PR #1976, opened 2024-07-05
Bugfix: Updated URL service `isCallbackFromSts`

erichjsonfosse:
Added the option to match current URL to the redirect URI when determining whether or not it's a callback.

Fixes https://github.com/damienbod/angular-auth-oidc-client/issues/1935

As per the [comment](https://github.com/damienbod/angular-auth-oidc-client/blob/c0b77febe774334dff17a878b1e5376bec3a14f3/docs/site/angular-auth-oidc-client/docs/documentation/configuration.md?plain=1#L266) in the v16 changes, the default value for `checkRedirectUrlWhenCheckingIfIsCallback` is now `true`.

A pre-push hook for Prettier ran when I pushed my changes, so around 30 of the changed files are a result of that.


erichjsonfosse:
@damienbod @FabianGosebrink 

Anything else needed on this one? :)

FabianGosebrink:
Hey, thanks for this PR. I did not see this, yet. Will have a look tomorrow. Thanks!!!

projects/angular-auth-oidc-client/src/lib/utils/url/url.service.ts
```diff
@@ -44,7 +44,74 @@ export class UrlService {
...
+    }
+
+    keys.forEach((key) => {
+      u.searchParams.delete(key);
+    });
+
+    return u;
+  }
+
+  queryParametersExist(
```
FabianGosebrink, line 63:
```suggestion
  queryParametersExist(expected: URLSearchParams, actual: URLSearchParams): boolean {
  const expectedKeys = Array.from(expected.keys());
  
  return  expectedKeys.every(key => actual.has(key));
}
```

FabianGosebrink (changes requested):

FabianGosebrink:
Small suggestion for beautifying the code, otherwise this is totally fine. Thank you very much!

## [What is required]
Give an exact copy of all the data shown above.

## [Expected answer]
PR #1976, opened 2024-07-05
Bugfix: Updated URL service `isCallbackFromSts`

erichjsonfosse:
Added the option to match current URL to the redirect URI when determining whether or not it's a callback.

Fixes https://github.com/damienbod/angular-auth-oidc-client/issues/1935

As per the [comment](https://github.com/damienbod/angular-auth-oidc-client/blob/c0b77febe774334dff17a878b1e5376bec3a14f3/docs/site/angular-auth-oidc-client/docs/documentation/configuration.md?plain=1#L266) in the v16 changes, the default value for `checkRedirectUrlWhenCheckingIfIsCallback` is now `true`.

A pre-push hook for Prettier ran when I pushed my changes, so around 30 of the changed files are a result of that.


erichjsonfosse:
@damienbod @FabianGosebrink 

Anything else needed on this one? :)

FabianGosebrink:
Hey, thanks for this PR. I did not see this, yet. Will have a look tomorrow. Thanks!!!

projects/angular-auth-oidc-client/src/lib/utils/url/url.service.ts
```diff
@@ -44,7 +44,74 @@ export class UrlService {
...
+    }
+
+    keys.forEach((key) => {
+      u.searchParams.delete(key);
+    });
+
+    return u;
+  }
+
+  queryParametersExist(
```
FabianGosebrink, line 63:
```suggestion
  queryParametersExist(expected: URLSearchParams, actual: URLSearchParams): boolean {
  const expectedKeys = Array.from(expected.keys());
  
  return  expectedKeys.every(key => actual.has(key));
}
```

FabianGosebrink (changes requested):

FabianGosebrink:
Small suggestion for beautifying the code, otherwise this is totally fine. Thank you very much!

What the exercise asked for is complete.